> [Task]
Pull every line holding the word "decode" from the data below and copy it.

> [Dataset excerpts]
PR #208, opened 2021-01-28
Utility parser for partial FASTEN URI

### LINKED ISSUE #207: Utility to parse FASTEN partial uri
## Is your feature request related to a problem? Please describe.
There is a utility tool that parses Full FASTEN URI into 3 parts: package name, forge, and partial URI. Partial URI by itself is not atomic and can be split into more parts such as namespace, class, method name, and its signature. More specifically, this is needed for the frontend where a user-friendly text is wanted, instead of an unreadable URI.

## Describe the solution you'd like
Implement a separate utility function that would parse partial URI into namespace, class name, method name, and its signature.

romatallinn:
Closes #207

## Description
PR brings a new utility method to `core/src/main/java/eu/fasten/core/utils/FastenUriUtils.java` that parses partial FASTEN uri.

For example,

**INPUT:** `/junit.awtui/AboutDialog.<init>(/java.awt/Frame)/java.lang/VoidType`

**OUTPUT:**
- Namespace: `junit.awtui`
- Class: `AboutDialog`
- Method: `init`
- Method Args: `/java.awt/Frame`
- Method Return Type: `/java.lang/VoidType`

## Task list  
- [x] Implement parser
- [x] Write tests for the parser
- [x] Write tests for other methods in FastenUriUtilis

### DIFF
--- a/core/src/main/java/eu/fasten/core/utils/FastenUriUtils.java
+++ b/core/src/main/java/eu/fasten/core/utils/FastenUriUtils.java
@@ -76,18 +76,19 @@ public class FastenUriUtils {
         }
 
         // URI is usually stored encoded, so decode for parsing.
+        // E.g., `/com.sun.istack.localization/Localizer.%3Cinit%3E(%2Fjava.util%2FLocale)%2Fjava.lang%2FVoidType`
         partialFastenUri = java.net.URLDecoder.decode(partialFastenUri, StandardCharsets.UTF_8);
 
         // Namespace: `/{namespace}/`
         Pattern namespacePattern = Pattern.compile("(?<=/)(.+?)(?=/)");
         Matcher namespaceMatcher = namespacePattern.matcher(partialFastenUri);
-        if (!namespaceMatcher.find())
+        if (!namespaceMatcher.find() || namespaceMatcher.group(0).isEmpty())
             throw new IllegalArgumentException(partialUriFormatException);
 
         // Class: `/{class}.*(`
         Pattern classPattern = Pattern.compile("(?<=/)([^\\/]+)(?=\\.([^./]+)\\()");
         Matcher classMatcher = classPattern.matcher(partialFastenUri);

> [Result for this task]
         // URI is usually stored encoded, so decode for parsing.
         partialFastenUri = java.net.URLDecoder.decode(partialFastenUri, StandardCharsets.UTF_8);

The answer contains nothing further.